LiveData Migrator automatically tests the connection to any target filesystem added to ensure the details provided are valid and a migration can be created and run.

To check that the configuration for the filesystem is correct:

  • UI - the target will show a healthy connection.

  • CLI - the filesystem show command will show only a target that was successfully added:

    Example
    filesystem show --file-system-id myAWSBucket

To test a migration to the S3 bucket, create a migration and run it to transfer data, then check that the data has arrived in its intended destination.

Create path mappings (optional)#

Create path mappings to ensure that data for managed Hive databases and tables are migrated to an appropriate folder location on your Amazon S3 bucket.

This lets you start using your source data and metadata immediately after migration, as it will be referenced correctly by your AWS Glue crawler and/or AWS Glue Studio.

Configure for metadata migrations#

Add Apache Hive as source hive agent#

  1. Configure the source hive agent to connect to the Hive metastore on the on-premises Hadoop cluster:

Test the Apache Hive source hive agent#

LiveData Migrator automatically tests the connection to any hive agent added to ensure the details provided are valid and a metadata migration can be created and run.

To check that the configuration for the hive agent is correct:

  • UI - the agent will show a healthy connection.

  • CLI

    Example
    hive agent check --name hiveAgent

To test a metadata migration from the Apache Hive agent, create a metadata migration and run it to transfer data, then check that the data has arrived in its intended destination.

Add AWS Glue as target hive agent#

Configure a hive agent to connect to AWS Glue:

Test the AWS Glue target hive agent#

LiveData Migrator automatically tests the connection to any hive agent added to ensure the details provided are valid and a metadata migration can be created and run.

To check that the configuration for the hive agent is correct:

  • UI - the agent will show a healthy connection.

  • CLI

    Example
    hive agent check --name hiveAgent

To test a metadata migration to the AWS Glue target agent, create a metadata migration and run it to transfer data, then check that the data has arrived in its intended destination.

Troubleshooting#

In the event a filesystem or hive agent could not be added, LiveData Migrator will provide you with error messages in most cases to help you discern the issue.

If no data appears to have been transferred in either a migration or a metadata migration, check LiveData Migrator's notifications for errors.
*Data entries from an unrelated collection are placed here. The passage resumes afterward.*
PR #242, opened 2018-11-19
Sirtom67/remez func

sirtom67:
@martinholters I finally checked out your remez API changes - looks very good! I started with your latest on that branch and merged master in.

I wrote some improved doc strings and think we could merge it.

I still would like to add the inverse sinc filter example but I think that can be handled in addition to this branch.


src/Filters/remez_fir.jl
```diff
@@ -380,33 +353,134 @@ plot(f, 20*log10.(abs.(freqz(b2,f,1.0))))
...
+    or functions. If a function, the function should accept a real frequency and
+    return the real desired response or real weight. Examples:
+      LPF with unity weights. [(0, 0.475) => 1, (0.5, 1.0) => 0].
+      LPF with weight of 2 in the stop band. [(0, 0.475) => (1, 1), (0.5, 1.0) => (0, 2)].
+      BPF with unity weights. [(0, 0.375) => 0, (0.4, 0.5) => 1, (0.525, 1.0) => 0]
+      Hilbert transformer. [(0.1, 0.95) => 1]; neg=true.
+      Differentiator. [(0.01, 0.99) => (f -> f/2, f -> 1/f)]; neg=true.
+- `Hz::Real`: The sampling frequency in Hz. Default is 1.
+- `neg::Bool`: Whether the filter has negative symmetry or not. Default is false.
+    If false, the filter is symmetric. If true, the filter is asymmetric.
```
martinholters: I think "asymmetric" is the wrong term here. Should be "odd-symmetric", if that is a word.

martinholters:
Thanks for picking this up! (For those not following along, this builds on #230, which it replaces.)

Barring objections, I'll merge this in a couple of days. (And please bump me in the likely event I forget.)

src/Filters/remez_fir.jl
ssfrr: is the property that [scipy calls](https://docs.scipy.org/doc/scipy/reference/generated/scipy.signal.windows.hann.html#scipy.signal.windows.hann) "symmetric" vs "periodic"? In that nomenclature a "symmetric" window has the same number of points on both sides of the peak (and is usually an odd-length window so the peak is on a sample) vs a "periodic" which only includes one of the extrema (so for an even-length periodic window (the common case) there's the peak still falls on a sample). The latter is called periodic because if you consider it to wrap around then the minimum value isn't repeated.

martinholters: No, `neg=true` means that `h[n]=-h[end+1-n]`.

sirtom67: Thanks for the comments, I pushed a minor improvement to the "neg" argument description.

In most cases, these will provide you with the information you need to diagnose any problems.

In the event of a problem you cannot diagnose, contact WANdisco support.

Network architecture#

LiveData Migrator Network Architecture

The diagram is an example of LiveData Migrator architecture between two environments - On-premises and AWS Cloud.

On-Premises#

  1. All migration activity, both reads and writes, goes through the LiveData Migrator service. Data transfer to AWS is via Port 443 (HTTPS). Metadata transfer through the HiveMigrator functionality is over port 6780/6781 (HTTP/HTTPS).

  2. Interaction with LiveData Migrator is handled either through WANdisco's LiveData UI component (port 8081) or LiveData Migrator CLI (via LDM's API port 18080). The LDM CLI does not open any ports itself and acts as a client.

AWS Cloud#

  1. The WAN connection to AWS from the source environment (see AWS Site-to-Site VPN and AWS Direct Connect).
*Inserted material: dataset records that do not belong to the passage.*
PR #244, opened 2018-11-23
Sirtom67/remez doc improvements

sirtom67:
Improve remez doc strings:
put simple API method first,
only highlight API differences in scipy API, 
and fix numerous small markup issues.


galenlynch:
It seems like this PR overlaps with #243?

sirtom67:
Thanks Galen!

galenlynch:
My pleasure!

Issue #245, opened 2018-11-28
Is the code in the /doc folder obsolete?


galenlynch:
I can't tell if it's being used, but I suspect that it is not. Should it be deleted?

galenlynch:
closed via #246

PR #183, opened 2017-10-09
Switch documentation to Documenter, part 1

martinholters:
This copies the documentation from the RST files to docstrings and markdown files and enables building and deploying using Documenter. I tried to reproduce the old docs as faithfully as possible; any doc improvements should be done in separate PRs.

Note: Before the deployment works, Github/Travis need to be configured accordingly for which I lack the permissions on the Github side. @ararslan could you do that?

One issue is that I'm getting spurious "docstrings potentially missing" warnings for
```
    DSP.Periodograms.periodogram :: Union{Tuple{AbstractArray{T,1}}, Tuple{T}} where T<:Number
    DSP.Periodograms.periodogram :: Union{Tuple{AbstractArray{T,2}}, Tuple{T}} where T<:Real
```
which I don't understand. The present docstrings for `periodogram` do appear in the docs, and those signatures look strange to me. Any idea what's going on there?

Once the deployment is verified to be working, in the next step I'll change the links in the README.md and replace the readthedocs docs with a dummy page pointing at the new docs.

Issue #182, opened 2017-10-05
Documentation doesn't build


martinholters:
From the readthedocs build log:
```
Running Sphinx v1.5.3
making output directory...
WARNING: sphinx.ext.pngmath has been deprecated. Please use sphinx.ext.imgmath instead.

Traceback (most recent call last):
  File "/home/docs/checkouts/readthedocs.org/user_builds/dspjl/envs/latest/local/lib/python2.7/site-packages/sphinx/cmdline.py", line 295, in main
    opts.warningiserror, opts.tags, opts.verbosity, opts.jobs)
  File "/home/docs/checkouts/readthedocs.org/user_builds/dspjl/envs/latest/local/lib/python2.7/site-packages/sphinx/application.py", line 199, in __init__
    self.setup_extension(extension)
  File "/home/docs/checkouts/readthedocs.org/user_builds/dspjl/envs/latest/local/lib/python2.7/site-packages/sphinx/application.py", line 523, in setup_extension
    ext_meta = mod.setup(self)
  File "/home/docs/checkouts/readthedocs.org/user_builds/dspjl/envs/latest/local/lib/python2.7/site-packages/sphinx/ext/mathjax.py", line 72, in setup
    raise ExtensionError('sphinx.ext.mathjax: other math package is already loaded')
ExtensionError: sphinx.ext.mathjax: other math package is already loaded

Extension error:
sphinx.ext.mathjax: other math package is already loaded
```

Maybe instead of fixing this, it's time to move to Documenter.jl?

ararslan:
+1 for Documenter.

martinholters:
I'll start porting things over, but it might be a few days...

PR #246, opened 2018-11-28
Remove unused doc folder

galenlynch:
I think the /doc folder may be unused (see #245).


galenlynch:
Looking through #182, #183, and #184, it seems like this folder in indeed obsolete. The documentation built just fine when it was removed, so I'm going to go ahead and merge this.

martinholters:
Ref. #184 which deleted most of `doc`. Yes, I think all of this can safely be removed now. But I don't know whether anything on readthedocs should be configured/disabled before. (And if so, who has the rights to do so.)

martinholters:
https://dspjl.readthedocs.io/en/latest/ still seems to be built from the most recent commit to master. If we can disable that, that would be good.

martinholters:
Ah, that's unfortunate. Then the best course of actions would be to fix the link in index.rst, have the fixed page build, disable building, merge this PR. OTOH, I'm not sure how bad it would be if the readthedocs page just disappeared.

galenlynch:
I don't think I have permissions to change the readthedocs webook. I can add the fixed link soon.

galenlynch:
Ok I fixed the link.

martinholters:
Great.

@ararslan, can you disable building the docs on readthedocs (e.g. by removing the integration on this repo that triggers it)?

ararslan:
I've deactivated the ReadTheDocs integration for this repo.

martinholters:
Thanks! Then I guess this should be good to go.

galenlynch:
Thanks guys!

  2. A VPC and Subnet (see Working with VPCs and subnets) that are configured with access to the underlying storage and metastore and necessary external connectivity to the source environment.
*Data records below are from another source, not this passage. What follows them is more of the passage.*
Issue #142, opened 2016-12-23
InexactError() constructing PolynomialRatio


ma-laforge:
The following throws an `InexactError()`:
```
using DSP
b=[1]; a=[10]
PolynomialRatio(b,a)
```

which can somehow be avoided by making `a` an array of `Float64`, instead:
```
using DSP
b=[1]; a=[10.0]
PolynomialRatio(b,a)
```

Also: there is no error if `b=[10]; a=[1]`, for some reason.

hamzaelsaawy:
Its from [here](https://github.com/JuliaDSP/DSP.jl/blob/73cfda49019143fe6ed1b6a72555778470f16e34/src/Filters/coefficients.jl#L53), where the numerator and denominator are divided by the leading term of the denominator polynomial.

Is there a need to do so?

ma-laforge:
No.  There is no real need to do so.  It was just a little unexpected.

I think from the ***point of view of usability***, it is quite confusing to see an inexact error when all you do is construct a polynomial with 2 arrays of integers.

However, I do find it a bit odd that the polynomials get normalized when they get created.  That is also unexpected.  I personally would not have done this normalization unless there was a really good reason for it (which there might be, I suppose).

PS Thanks for the feedback.

martinholters:
We could add an optional parameter to `PolynomialRatio` to suppress normalization, defaulting to the current behavior for compatibility.

ma-laforge:
I don't really have a strong opinion about the optional parameter.

It would not help with the confusing message - because you would still need to be aware that the default behaviour is to normalize, so the problem would remain.

But this brings up an interesting question: why ***does*** DSP.jl normalize the polynomial at all if it is still just as valid ***not*** to do the normalization?

Shouldn't `normalize()` be a function that is called by the functions operating on the polynomial (assuming that normalization is actually needed for the operation)?

hamzaelsaawy:
I think normalizing is used primarily in the  [FIR filtering algorithm](https://github.com/JuliaDSP/DSP.jl/blob/5abc50754793fc6cece466454e5330839125aa65/src/dspbase.jl#L76) but interestingly enough that code doesn't assume the coefficients are normalized, so maybe we can do without in the `PolynomialRatio` object?  

The only issue would be a `PolynomialRatio{Int}` might return a `Biquad{Float64}` since the latter is normalized by definition, and that would be weird for some people to see, but I think a lot of the filter coefficient objects change types when the representation changes.

[...]

PR #257, opened 2019-02-18
PolynomialRatio construction

galenlynch:
I got super carried away with issue #142, and ended up coming up with my sketch of a solution.

```julia
julia> PolynomialRatio([1, 1, 1], [1, 1, 1])
PolynomialRatio{Float64}(Poly(1.0 + 1.0*x + 1.0*x^2), Poly(1.0 + 1.0*x + 1.0*x^2))

julia> PolynomialRatio([1, 1, 1], [2, 1, 1])
PolynomialRatio{Float64}(Poly(0.5 + 0.5*x + 0.5*x^2), Poly(0.5 + 0.5*x + 1.0*x^2))


julia> PolynomialRatio{Int}([1, 1, 1], [2, 1, 1])
ERROR: ArgumentError: PolynomialRatio{<:Integer} requires normalized coefficients, i.e. a[end] must be 1

julia> PolynomialRatio{Int}([1, 1, 1], [1, 1, 1])
PolynomialRatio{Int64}(Poly(1 + x + x^2), Poly(1 + x + x^2))
```

I'll expand on the details later, but just want to get this PR out there for now and see what people think.

### DIFF
--- a/src/Filters/Filters.jl
+++ b/src/Filters/Filters.jl
@@ -3,7 +3,7 @@ using ..DSP: @importffts, mul!, rmul!
 using ..Unwrap
 using Polynomials, ..Util
 import Base: *
-using Compat: copyto!, undef, argmin
+using Compat: copyto!, undef, argmin, Nothing
 import Compat
 using Compat.LinearAlgebra: I
 using Compat.Statistics: middle
--- a/src/Filters/coefficients.jl
+++ b/src/Filters/coefficients.jl
@@ -207,7 +207,7 @@ Base.promote_rule(::Type{Biquad{T}}, ::Type{Biquad{S}}) where {T,S} = Biquad{pro
 ZeroPoleGain{Z,P,K}(f::Biquad) where {Z,P,K} = ZeroPoleGain{Z,P,K}(PolynomialRatio(f))
 ZeroPoleGain(f::Biquad) = ZeroPoleGain(convert(PolynomialRatio, f))
 
-function PolynomialRatio(f::Biquad{T}) where T
+function PolynomialRatio(f::Biquad{T}, coeff_type::Type = Nothing) where T
     if f.b2 == zero(T) && f.a2 == zero(T)
         if f.b1 == zero(T) && f.a1 == zero(T)
             b = T[f.b0]
@@ -221,7 +221,7 @@ function PolynomialRatio(f::Biquad{T}) where T
         a = T[one(T), f.a1, f.a2]
     end
 
-    PolynomialRatio(b, a)
+    PolynomialRatio(b, a, coeff_type)
 end
 
 function Biquad{T}(f::PolynomialRatio) where T
--- a/src/Filters/coefficients.jl
+++ b/src/Filters/coefficients.jl
@@ -45,41 +45,7 @@ Base.promote_rule(::Type{ZeroPoleGain{Z1,P1,K1}}, ::Type{ZeroPoleGain{Z2,P2,K2}}
 # Transfer function form
 #
 
-struct PolynomialRatio{T<:Number} <: FilterCoefficients
-    b::Poly{T}
-    a::Poly{T}
-
-    function PolynomialRatio{Ti}(b::Poly{Ti}, a::Poly{Ti}) where {Ti<:Number}
-        _polynomialratio_check_coeffs(b::Poly, a::Poly)
-        new(b / a[end], a / a[end])
-    end
-
-    function PolynomialRatio{Ti}(b::Poly{Ti}, a::Poly{Ti}) where {Ti<:Integer}
-        _polynomialratio_check_coeffs(b::Poly, a::Poly)
-        if a[end] != 1
-            throw(
-                ArgumentError(
-                    "PolynomialRatio{<:Integer} requires normalized " *
-                    "coefficients, i.e. a[end] must be 1"
-                )
-            )
-        end
-        new(b, a)
-    end
-end
-
-function _polynomialratio_check_coeffs(b::Poly, a::Poly)
-    if all(iszero, coeffs(b)) || all(iszero, coeffs(a))
-        throw(ArgumentError("filter must have non-zero numerator and denominator"))
-    end
-    nothing
-end
-
-# This allows users to easily specify coefficient data type while minimizing the
-# need for two sets of functions PolynomialRatio{T}(...) and
-# PolynomialRatio(...), by using standard default arguments and a sentinal
-# coefficient type Nothing to indicate that there is no desired coefficient type
-PolynomialRatio{T}(args...) where T = PolynomialRatio(args..., T)
+const NotClosedUnderDivision = Union{Integer, Complex{<:Integer}}
 
 """
     PolynomialRatio(b, a)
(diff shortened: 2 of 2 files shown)


hamzaelsaawy:
I think we should mirror the [Julia standard](https://docs.julialang.org/en/v1/manual/style-guide/index.html#Write-functions-with-argument-ordering-similar-to-Julia-Base-1) and have `PolynomialRatio(::T, args...)` rather than having `::T` at the end.

galenlynch:
Ok so here was my rationale:

Before this PR, you could construct `PolynomialRatio` objects with or without specifying the type by calling `PolynomialRatio{T}(...)` or `PolynomialRatio(...)`, respectively. Without specifying the type, `PolynomialRatio` figures out its own data type using standard promotion rules. Specifying the type overrides that. 

Using the parametric functions to override type promotion requires each step in the construction process to have two methods with mostly redundant content, except the parametric methods call the parametric version of the next step in the construction process, and non-parametric methods call the non-parmatric next step. Instead of having these two chains of methods, having an optional type parameter at the end with a "dummy" value of `Nothing` allows you to combine both methods. Finally, a convenience method `PolynomialRatio{T}(...) = PolynomialRatio(..., T)` allows users to create `PolynomialRatio` objects at any step of the construction process (with other filters, vectors, or polynomials, with various mismatching types), while still letting them override normal type promotion. 

While the optional `coeff_type` argument enables this, I was intending users to use the pre-existing interface to specify the parametric type, and not the `coeff_type` argument. Since optional arguments have to be at the end, it's certainly a lot easier to have the optional type not at the beginning of the argument list. Adding yet another interface, `PolynomialRatio(T, ...)` is possible, but it seems like a separate issue to me. Also, while I agree that interface is use a lot in base Julia, it's not in the style guide.

hamzaelsaawy:
I am actually in the process of gutting most of the parametric constructors since my take is that they are redundant, add complexity, and generic versions are cleaner vs parameterized constructors.
(There are other type-related changes focused on type-consistency, so I can definitely hold off until a separate PR.)

And the two interfaces can be merged like: 

```julia
PolynomialRatio(::Type{T}, b::Poly{<:Number}, a::Poly{<:Number}) where {T<:Number}= 
    PolynomialRatio{T}(b, a)

PolynomialRatio(b::Poly{T}, a::Poly{S}) where {T<:Number, S<:Number}= 
    PolynomialRatio(promote_type(Float64, S, T), b, a)
```

This is how julia defines the [`zeros`/`ones`](https://github.com/JuliaLang/julia/blob/5d4eaca0c9fa3d555c79dbacdccb9169fdf64b65/base/array.jl#L461)/etc.

Also, the [style guide does call out that the types (bullet 4) should be before other inputs (that aren't mutated) and everything else.](https://docs.julialang.org/en/v1/manual/style-guide/index.html#Write-functions-with-argument-ordering-similar-to-Julia-Base-1)

martinholters:
I don't like the constructors with the eltype argument. If I want a `PolynomialRatio{MyNumber}`, I find it much clearer to write `PolynomialRatio{MyNumber}(...)` than `PolynomialRatio(MyNumber, ...)`. I see how it makes sense implementation-wise as an optional argument to avoid code-duplication, but I'd hope we can refactor that is some other manner. A rough sketch of what I could imagine this might look like:
```julia
struct PolynomialRatio{T<:Number} <: FilterCoefficients
    b::Poly{T}
    a::Poly{T}
    function PolynomialRatio{Ti}(b::Poly{Ti}, a::Poly{Ti}) where {Ti<:Integer}
        _polynomialratio_check_coeffs(b, a)
        new(b, a)
    end
    PolynomialRatio{Ti}(b::Poly, a::Poly) where {Ti<:Integer} = 
        PolynomialRatio{Ti}(convert(Poly{TI}(b), convert(Poly{TI}(a))
    PolynomialRatio{Ti}(b, a) where {Ti<:Integer} =
        PolynomialRatio{Ti}(_to_polys(b, a)...)
end
PolynomialRatio(b,a) = PolynomialRatio(_to_polys(b, a)...)
function PolynomialRatio(b::Poly{T}, a::Poly{T}) where T
    b /= a[end]
    a /= a[end]
    PolynomialRatio{eltype(a)}(b, a)
end

function _to_polys(b, a)
    # converts single numbers, vectors, and Poly's of different type to Poly's of promoted type
    # ...
end
function _polynomialratio_check_coeffs(b, a)
    # as before, but also checks `a[end]` == one(a[end])`
end
```
That way, when explicitly giving the eltype, one has to provide normalized coefficients, though. I'd say that's ok. In fact, for `MyNumber` not being a subtype of `Integer`, is it valid to assume `/(::MyNumber, ::MyNumber)` to give a `MyNumber`? I'm not sure.

I'm probably missing some things here, which you probably can easily spot having just worked on this code. But maybe the general idea still makes sense?

martinholters:
Oh, and I while I'm not too happy about the current implementation here, as pointed out in https://github.com/JuliaDSP/DSP.jl/issues/142#issuecomment-465564433, I think I very much do like the obtained behavior.

galenlynch:
The constructor in the PR still has the old interface, provided by the method `PolynomialRatio{T}(...) = PolynomialRatio(..., T)`. The optional eltype argument is definitely a bit of hack to make things work, and was not intended to be documented or used. I agree that we should be able to do better.

Yeah I like your suggested implementation. The tricky part, which I was struggling with, is that if a user use a parametric constructor `PolynomialRatio{T}(...)` then it specifies the eventual type parameter, but should not interfere with conversion of arrays to polys etc. I think something like your `_to_polys` with an optional type parameter may do the trick. Basically just replace the constructor chain with the a `_to_polys` chain to remove the optional type parameter from the public interface.

galenlynch:
@martinholters I tried to address your comments. What do you think?

martinholters:
Maybe we need to think about the desired API a bit. In the current form, this PR normalizes the coefficients unless a) the type parameter is given explicitly and b) it is a subtype of `Integer` or `Complex{<:Integer}`. That is, if I have some custom type that is not an `Integer`, but still not closed under division (some fixed point format, maybe), I'll run into problems.

I therefore think we should consider the following options:
* Never normalize in `PolynomialRatio{T}(...)`, only normalize in `PolynomialRatio(...)`. (What I implied in my implementation sketch above.) This would mean that one might have to do the normalization before calling `PolynomialRatio{T}(...)`. Not sure how often one would want to call the typed constructor with not-yet-normalized coefficients.
* Allow normalization to be switched on/off with an optional parameter. We could make the _default_ here be chosen based on the coefficient type, but that might be too automagical.

galenlynch:
I think normalization should be required, whatever API we decide on.

martinholters:
Ah, yes, sorry, that wasn't clear. I didn't mean to propose an option that allows non-normalized coefficients to be stored in the end. It's just the question between automatically normalizing and just asserting that the given coefficients are already normalized.

galenlynch:
I'm fine with either suggestion!

hamzaelsaawy:
> Allow normalization to be switched on/off with an optional parameter.

I vote for this, since different effects from different constructors seems ... weird. 

> asserting that the given coefficients are already normalized.

@martinholters, did you have in mind something like `isnormalized(f::PolynomialRatio) = f.a[end] == 1`  or a type parameter?

Also, i think we should revisit forcing `a[end] == 1` before filtering (I know we discussed it [here](https://github.com/JuliaDSP/DSP.jl/issues/142#issuecomment-465564433):  
In a weird case, if someone wants to simulate integer (or fixed point) coefficients on integer (or fixed point) data and `a[end] != 1`, converting to floats could cause round off error in representing the coefficients and then loss of significance during filtering(as it would with integers, but the loss of 12 bits in doubles point increases the chance), resulting in a less accurate representation.  
Moreover, rounding the integer coefficients before construction would be more inaccurate, so maybe we could add a case to `filt` where it normalizes at every time step if the filter in un-normalized (but returns a float regardless of inputs to avoid type stability issues) but ensure that normalization is the default. 
 
The other alternative is not be able to simulate all integer filters/systems, which would be bad when designing for embedded applications

galenlynch:
Filtering with un-normalized coefficients seems like an extremely specialized use-case, to me.

martinholters:
Agree, let's restrict `PolynomialRatio` to normalized coefficients.

From the question in https://github.com/JuliaDSP/DSP.jl/pull/257#issuecomment-467693101, I get it that I still may not have been clear. So to clarify:
* `PolynomialRatio(b,a)` should always normalize the coefficients. If the division changes the coefficient type, then so be it, e.g. `PolynomialRatio(::Vector{Int},::Vector{Int})` will return a `PolynomialRatio{Float64}`.
* The question is whether `PolynomialRatio{T}(b,a)` normalizes, too, or throws an error if `a[end]!=1`. I'm not a big fan of making that depend on `T`, at least on the hard-coded form `T<:Union{Integer,Complex{<:Integer}}`. I'd be ok with never normalizing, but would also be ok with an optional parameter to control this. But to be clear: not normalizing here would mean throwing if  `a[end]!=1`; we should never construct a `PolynomialRatio` where the stored `a[end]` is not one.

galenlynch:
I'm probably not going to finish this up, anyone else should obviously feel free to.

  3. The IAM role and associated permissions for access to resources.

  4. The underlying storage (Amazon S3 bucket) and metastore (AWS Glue Data Catalog).

    important

    By default, S3 buckets are set as private to prevent unauthorized access. We strongly recommend that you read the following blog on the AWS support site for a good overview of this subject:
    Best practices for securing sensitive data in AWS data stores

  5. The AWS Key Management Service configured to encrypt both the Amazon S3 bucket and AWS Glue instance.

Next Steps#

Start defining exclusions and migrating data. You can also create metadata rules and start migrating metadata.